■ **GOAL OF THE EXERCISE**: From the entries that follow, pick out all lines holding "number".

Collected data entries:
PR #422, opened 2023-07-11
Implement l2 transactions preprocessing

torztomasz:
Resolves L2B-1752

### DIFF
--- a/packages/backend/src/core/preprocessing/StateDetailsPreprocessor.ts
+++ b/packages/backend/src/core/preprocessing/StateDetailsPreprocessor.ts
@@ -1,17 +1,20 @@
 import { Knex } from 'knex'
 
+import { L2TransactionRepository } from '../../peripherals/database/L2TransactionRepository'
 import { PreprocessedAssetHistoryRepository } from '../../peripherals/database/PreprocessedAssetHistoryRepository'
 import { PreprocessedStateDetailsRepository } from '../../peripherals/database/PreprocessedStateDetailsRepository'
 import { StateUpdateRecord } from '../../peripherals/database/StateUpdateRepository'
 import { UserTransactionRepository } from '../../peripherals/database/transactions/UserTransactionRepository'
 import { Logger } from '../../tools/Logger'
+import { sumNumericValuesByKey } from '../../utils/sumNumericValuesByKey'
 
 export class StateDetailsPreprocessor {
   constructor(
-    protected readonly preprocessedStateDetailsRepository: PreprocessedStateDetailsRepository,
-    protected readonly preprocessedAssetHistoryRepository: PreprocessedAssetHistoryRepository,
-    protected readonly userTransactionRepository: UserTransactionRepository,
-    protected readonly logger: Logger
+    private readonly preprocessedStateDetailsRepository: PreprocessedStateDetailsRepository,
+    private readonly preprocessedAssetHistoryRepository: PreprocessedAssetHistoryRepository,
+    private readonly userTransactionRepository: UserTransactionRepository,
+    private readonly l2TransactionRepository: L2TransactionRepository,
+    private readonly logger: Logger
   ) {}
 
   async preprocessNextStateUpdate(
@@ -41,6 +44,48 @@ export class StateDetailsPreprocessor {
       },
       trx
     )
+  }
+
+  async catchUpL2Transactions(
+    trx: Knex.Transaction,
+    preprocessToStateUpdateId: number
+  ) {
+    const recordsToUpdate =
+      await this.preprocessedStateDetailsRepository.getAllWithoutL2TransactionStatisticsUpToStateUpdateId(
+        preprocessToStateUpdateId,
+        trx
+      )
+
+    for (const recordToUpdate of recordsToUpdate) {
+      this.logger.info(
+        `Catching up L2 transaction statistics for state update ${recordToUpdate.stateUpdateId}`
+      )
+
+      const statisticsForStateUpdate =
+        await this.l2TransactionRepository.getStatisticsByStateUpdateId(
+          recordToUpdate.stateUpdateId,
+          trx
+        )
+      const mostRecentPreprocessedStateDetails =
+        await this.preprocessedStateDetailsRepository.findMostRecentWithL2TransactionStatistics(
+          trx
+        )
+
+      await this.preprocessedStateDetailsRepository.update(
+        {
+          id: recordToUpdate.id,
+          l2TransactionsStatistics: statisticsForStateUpdate,
+          cumulativeL2TransactionsStatistics:
+            mostRecentPreprocessedStateDetails?.cumulativeL2TransactionsStatistics
+              ? sumNumericValuesByKey(
+                  mostRecentPreprocessedStateDetails.cumulativeL2TransactionsStatistics,
+                  statisticsForStateUpdate
+                )
+              : statisticsForStateUpdate,
+        },
+        trx
+      )
+    }
   }
 
   async rollbackOneStateUpdate(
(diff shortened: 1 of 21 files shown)


packages/backend/src/core/preprocessing/UserStatisticsPreprocessor.ts
```diff
@@ -117,6 +116,51 @@ export class UserStatisticsPreprocessor {
     }
   }
 
+  async catchUpL2Transactions(
+    trx: Knex.Transaction,
+    preprocessToStateUpdateId: number
+  ) {
+    const recordsToUpdate =
+      await this.preprocessedUserStatisticsRepository.getAllWithoutL2TransactionStatisticsUpToStateUpdateId(
```
adamiak, line 124: I'm afraid that this approach is incorrect. What it does is it gets state update statistics for each user, and then updates them with l2 statistics for those users. 

But what if a user buys 1 ETH and then sells 1 ETH in the same state update. There will be no entry for this user in the state update (their balance didn't change), even though he made 2 transactions. With current implementation it will miss these 2 transactions completely. 

It seems that proper implementation should go straight to l2_transactions table for given state update, fetch unique set of users (starkKeys) and then calculate statistics for each user. Those statisics should be written to existing statistics record, or a new record needs to be added with zero's in columns for state update statistics.

So either implement as suggested above, or let's have a separate table with only l2 preprocessed statistics... Let me know what you prefer.

packages/backend/src/peripherals/database/PreprocessedUserStatisticsRepository.ts
```diff
@@ -50,7 +56,47 @@ export class PreprocessedUserStatisticsRepository extends BaseRepository {
...
+    const row = await knex('preprocessed_user_statistics')
+      .whereNotNull('l2_transactions_statistics')
+      .andWhere('stark_key', starkKey.toString())
+      .orderBy('state_update_id', 'desc')
+      .first()
+
+    return row ? toPreprocessedUserStatisticsRecord(row) : undefined
+  }
+
+  async getAllWithoutL2TransactionStatisticsUpToStateUpdateId(
```
adamiak, line 76: Check my other comments, but this function probably is not necessary at all, because we can't depend on state update statistics for L2 transaction preprocessing, because there are scenarios when user had no state update but he has transactions (i.e. -1 and then +1)

packages/backend/src/test/fakes.ts
```diff
@@ -380,3 +382,23 @@ export const fakeCollateralAsset: CollateralAsset = {
   ),
   price: 1_000_000n,
 }
+
+export const fakePreprocessedL2TransactionsStatistics = (
+  count?: number
+): PreprocessedL2TransactionsStatistics => {
+  return {
+    depositCount: count ?? randomInt(0, 100),
```
adamiak, line 390: I think it's not correct to use random values in unit tests, as they make the tests flaky and unreliable (except for things that don't matter, like fake starkKey, etc.). They're fine in fuzz testing (but there you repeat them thousands of times). Here, come up with some random values and hardcode them.

One of the reasons you should not use randoms is that in the actual test you can't compare results to the correct expected value, but you need to *implement the logic again to have something to compare to* (e.g. for unit test for this data you actually sum these random values in the test and compare to function output). So now you can have a bug in the implementation of the logic in your unit test (so maybe write a unit test for a unit test ;)). That's why the idea is that unit tests should have mostly hardcoded values and no logic.

adamiak (changes requested):

packages/backend/src/core/preprocessing/StateDetailsPreprocessor.ts
```diff
@@ -43,6 +48,56 @@ export class StateDetailsPreprocessor {
...
+
+      const previousStateUpdateDetails =
+        await this.preprocessedStateDetailsRepository.findByStateUpdateId(
+          recordToUpdate.stateUpdateId - 1,
+          trx
+        )
+
+      if (recordToUpdate.stateUpdateId > 1 && !previousStateUpdateDetails) {
+        throw new Error(
+          'Something wrong went when catching up L2 transactions for state details!'
```
adamiak, line 80: Maybe change to more explicit: Statistics for previous state update where not preprocessed. This should never happen.

packages/backend/src/core/preprocessing/UserL2TransactionsPreprocessor.ts
```diff
@@ -0,0 +1,80 @@
...
+      stateUpdateId++
+    ) {
+      const starkKeys =
+        await this.l2TransactionRepository.getStarkKeysByStateUpdateId(
+          stateUpdateId,
+          trx
+        )
+
+      for (const starkKey of starkKeys) {
+        this.logger.info(
```
adamiak, line 34: I think this log will be producing too many entries and should be removed.

packages/backend/src/peripherals/database/migrations/037_preprocessed_l2_transaction.ts
```diff
@@ -0,0 +1,47 @@
...
+      table.increments('id').primary()
+      table
+        .integer('state_update_id')
+        .notNullable()
+        .references('state_update_id')
+        .inTable('preprocessed_state_updates')
+      table.string('stark_key').notNullable()
+      table.jsonb('l2_transactions_statistics').notNullable()
+      table.jsonb('cumulative_l2_transactions_statistics').notNullable()
+      table.index(['stark_key', 'state_update_id'])
```
adamiak, line 33: The order of columns in the index is important. Since we often select by `state_update_id` only, it should come first, because if it comes second, this index won't be used (unless something changed since I learned about pg indexes :)).

BTW, we still need to spend some time afterwards and make sure we're not missing any indexes, and the ones we have are utilized and don't have too much data.

adamiak (changes requested):

packages/backend/src/peripherals/database/migrations/037_preprocessed_l2_transaction.ts
torztomasz: What if we query by stark key as often as state update id? 😅

packages/backend/src/peripherals/database/L2TransactionRepository.ts
```diff
@@ -255,14 +294,19 @@ export class L2TransactionRepository extends BaseRepository {
...
+    const knex = await this.knex(trx)
     const row = await knex('l2_transactions').where({ id }).first()
 
     return row ? toRecord(row) : undefined
   }
 
-  async findByTransactionId(id: number): Promise<AggregatedRecord | undefined> {
+  async findAggregatedByTransactionId(
+    id: number
+  ): Promise<AggregatedRecord | undefined> {
```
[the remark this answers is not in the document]
torztomasz: why if its only used in controller?

packages/backend/src/peripherals/database/L2TransactionRepository.ts
```diff
@@ -165,47 +173,78 @@ export class L2TransactionRepository extends BaseRepository {
     return parentId
   }
 
-  async countAllDistinctTransactionIds() {
+  async countByTransactionId(transactionId: number): Promise<number> {
```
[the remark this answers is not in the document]
torztomasz: same here

packages/backend/src/peripherals/database/L2TransactionRepository.ts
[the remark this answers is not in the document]
adamiak: fair point. I just prefer to add support for transactions in all new db methods, but not strictly necessary.

Btw, when I left this comment I didn't know if this function was used in preprocessor and you *forgot* to pass transaction, or simply you don't need to pass transaction. So I mostly wanted this to be double checked.

adamiak (approved):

■ **ANSWER BELOW**:
+    preprocessToStateUpdateId: number
+    preprocessToStateUpdateId: number
+  count?: number
-  async findByTransactionId(id: number): Promise<AggregatedRecord | undefined> {
+    id: number
+  async countByTransactionId(transactionId: number): Promise<number> {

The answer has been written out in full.